=== Record extracts ===

PR #3108, opened 2026-07-08
fix(mariadb): add bounded Galera ordered shutdown

weicao:
## Summary

- keep Galera `podManagementPolicy: Parallel` and replace the inline preStop block with `/scripts/galera-prestop.sh`
- add bounded shutdown ordering: lower ordinals wait for higher ordinals to stop, then still perform a bounded local shutdown after the ordering budget expires
- measure the wait with real elapsed time so peer probe latency is included in the 120-second termination budget
- distinguish a refused connection (listener stopped) from timeout, DNS failure, and other unreachable states; uncertain peers remain pending until the budget expires
- validate pod/peer identity and timeout configuration instead of silently treating malformed input as the highest ordinal
- persist degraded shutdown evidence in the data directory and mirror it to the main container log; if both evidence sinks fail, finish the local shutdown attempt and return a failed preStop hook
- publish `${DATA_DIR}/.galera-shutting-down` before the first Galera desync mutation, then run local cleanup as `wsrep_desync=ON`, `wsrep_on=OFF`, and bounded `mysqladmin shutdown`
- bump the MariaDB chart to `1.2.0-alpha.30` because earlier immutable ComponentDefinition names have already been used

This supersedes PR #3105 as the selected route. PR #3105 remains useful only as OrderedReady trade-off evidence and should not be merged.

## Cross-PR integration note

PR #3144's Galera shutdown watcher consumes `.galera-shutting-down` to avoid sending SIGKILL while this preStop hook is deliberately waiting or shutting down. This PR now publishes that marker before `wsrep_desync=ON`; #3144 clears a stale marker when the server starts. The marker write is harmless without #3144, but together they close the watcher/preStop race.

Both PRs modify the MariaDB ComponentDefinition/preStop area and may conflict mechanically. Preserve this ordering and the #3144 stale-marker cleanup when resolving or stacking them.

## Validation

Predecessor candidate: `7da449a056a8b6ede479c09c46d5e21ba8f85957`, based on the prior reviewed candidate `a141076bdfdf651d6d0301a7b8e05845bf599110`.

- focused `galera-prestop.sh` ShellSpec: 23 examples, 0 failures
- related parallel-shutdown template ShellSpec: 5 examples, 0 failures
- full local MariaDB ShellSpec: 700 examples, 0 failures, 9 existing pendings
- `bash -n`, ShellCheck severity=error, and `git diff --check`: pass
[...]

PR #3144, opened 2026-07-11
fix(mariadb): defer galera bootstrap on hard-crash grastate; backslash-safe sql_quote

weicao:
## Problem

Galera bootstrap treated DNS/TCP timeout or refusal as proof that a peer was absent. During a partition, a node carrying `safe_to_bootstrap=1` could therefore bootstrap a second writable Primary while the existing Primary was hidden.

Tightening those observations to `uncertain` closed that split-brain path, but exposed the orderly full-stop successor: all stopped peers are unreachable, so even the elected `safe_to_bootstrap=1` node deferred and the cluster could not restart.

## Fix

- Require explicit peer observations. Primary always wins; uncertainty defers; only an all-explicit-non-Primary set permits ordinary automatic bootstrap.
- Keep empty FQDN, DNS/TCP timeout or refusal, unreadable SQL state, and hard-crash `seqno=-1` fail-closed.
- Persist the existing preStop `.galera-shutting-down` marker on the same PVC and combine it with exact `safe_to_bootstrap=1` as the only orderly-full-stop uncertainty override. Marker-only, safe=0, no-marker, crash, and partition paths remain fail-closed.
- Atomically promote prior-generation `.galera-shutting-down` evidence to the distinct `.galera-bootstrap-pending` retry authority. This separates election evidence from the current generation's preStop/self-heal guard.
- Preserve retry-pending authority through election, defer/wait, both `exec` paths, entrypoint, and MariaDB startup. A failed launch therefore reuses the same exact safe-bit-plus-marker authority on the next container attempt.
- Complete retry-pending authority only after the watcher directly observes `wsrep_local_state=4` and `wsrep_cluster_status=Primary`. Missing or unremovable evidence fails closed; removal failure is reported and retried on the next watcher tick.
- Collapse a duplicate current-generation shutdown marker only while durable retry-pending authority remains present, with fail-closed deletion verification.
- Require `_wait_for_primary_peer` to observe both predicate rc=0 and `GALERA_PEER_OBSERVATION=primary` on the first probe and every retry.

This is a source-contract and unit-evidence fix. No live partition, package, runner, or Kubernetes recovery result is claimed here; those remain Test-owned.

## Evidence

- Post-launch lifecycle TDD RED: 50 examples, 8 failures before the source fix.
- Focused `galera_start_spec.sh`: Bash 3.2 `52/52`; Bash 5.3 `52/52`.
- Galera ShellSpec group: Bash 3.2 `77/77`; Bash 5.3 `77/77`.
- MariaDB scripts full discovery: 729 examples, 7 failures, 9 pending. All 7 failures are the independently reproduced baseline `replication_merged_replication_mode_env_wire_spec.sh` failures; changed-test delta is 0.
- `git diff --check`, Bash 3.2 syntax, and Bash 5.3 syntax: green.
- ShellCheck severity-error scan of the product script: green.
- Exact-head CI for the identity below: 14 SUCCESS, 4 expected SKIPPED, pending 0, red 0.

## Exact review identity

- head `550cbaa24ef71ef24ee30f0dcceddb14e74735c2`
- tree `85fb1b51c8d4f125e5bbe8ab4a4292ccd17e26d0`
- sole parent `999ba7e92c3d6a6148805cd06119850a354c1302`
- merge-base with `origin/main` `5fa53f531defe335cd044723ebb854e6f4de4dbe`

Relationship: #3108 covers ordered graceful shutdown; this PR covers crash/partition bootstrap admission and the retry-safe orderly-full-stop successor.


weicao:
Superseded by #3276. This PR's current head a408efd93fa194637324f19f734bdc6dc6085f40 is included in the consolidated candidate 7978812cf8ca066cfc13ac6baf0ddd78505e0965; further review and testing should use #3276.

weicao:

weicao (commented):
_any_peer_alive treats DNS failures and TCP timeouts/refusals as evidence that no peer is alive. During a partition, a node with safe_to_bootstrap=1 can start --wsrep-new-cluster while another Primary still exists, producing two writable clusters and divergent data.

leon-ape (commented):
[P1] Orderly full-cluster restart cannot elect the safe Galera node

`_any_peer_alive` reports no peers only when every remote is already accepting SQL and explicitly reports non-Primary. After an orderly full shutdown the peers are stopped or unreachable, so even the node marked `safe_to_bootstrap=1` defers as uncertain, while the other nodes wait for a Primary before starting MariaDB. The cluster therefore remains in restart/wait loops and cannot recover automatically after a clean full shutdown.

addons/mariadb/scripts/galera-start.sh
```diff
@@ -334,8 +508,14 @@ main() {
...
   ) &
 
+  local bootstrap_mode=0
   if should_bootstrap; then
+    bootstrap_mode=1
+  fi
+
+  if [ "${bootstrap_mode}" = "1" ]; then
     echo "Starting Galera cluster bootstrap (--wsrep-new-cluster)..."
+    _consume_prior_graceful_shutdown_evidence
```
leon-ape: **P1 — a failed bootstrap consumes the only retry authority.** This deletes `.galera-shutting-down` before `docker-entrypoint.sh` has created a Primary. If the entrypoint or MariaDB fails after the deletion, the next container still sees `safe_to_bootstrap=1` and stopped/uncertain peers but no marker, so it refuses to bootstrap; the orderly cluster returns to permanent no-Primary restart loops and requires manual recovery.

weicao: Fixed at exact head 550cbaa24ef71ef24ee30f0dcceddb14e74735c2 (tree 85fb1b51c8d4f125e5bbe8ab4a4292ccd17e26d0). Prior-generation `.galera-shutting-down` is now atomically promoted to durable `.galera-bootstrap-pending`; neither launch path consumes it. The watcher completes it only after directly observing `wsrep_local_state=4` and `wsrep_cluster_status=Primary`, so entrypoint/MariaDB failure preserves the same safe-bit-plus-marker retry authority. Duplicate preStop evidence and fail-closed cleanup paths are covered. Focused: Bash 3.2 52/52, Bash 5.3 52/52; Galera group 77/77 on both; full MariaDB 729 with the same 7 unrelated baseline failures and 9 pending. Exact-head CI is running.

leon-ape (approved):
LGTM

PR #3155, opened 2026-07-11
fix(mysql): fail closed on orchestrator API ambiguity

weicao:
## Problem

Static review found fail-open and contract defects in the MySQL Orchestrator integration:

- direct cluster-alias registration constructed `http://${ORC_ENDPOINTS}` although the API port is supplied separately;
- orchestrator-client accepted HTTP 4xx/5xx and JSON `null` as successful responses;
- preTerminate forgot by a short Pod name, continued after Orchestrator errors, and could report success from an empty or unreachable readback.

## Changes

- normalize the Orchestrator API base and use bounded fail-on-HTTP-error alias requests;
- require curl HTTP success plus non-null JSON in both packaged orchestrator-client copies;
- make preTerminate bounded and alias-based, prove Orchestrator reachability, and verify the cluster name/alias is absent before success;
- add focused ShellSpec negative and positive cases.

===

▶ _Problem to solve_
Copy exactly the stretch of data above from the line with "- direct cluster-alias" through the line with "- orchestrator-client accepted", and omit all other lines.

▶ _Answer to this problem_
- direct cluster-alias registration constructed `http://${ORC_ENDPOINTS}` although the API port is supplied separately;
- orchestrator-client accepted HTTP 4xx/5xx and JSON `null` as successful responses;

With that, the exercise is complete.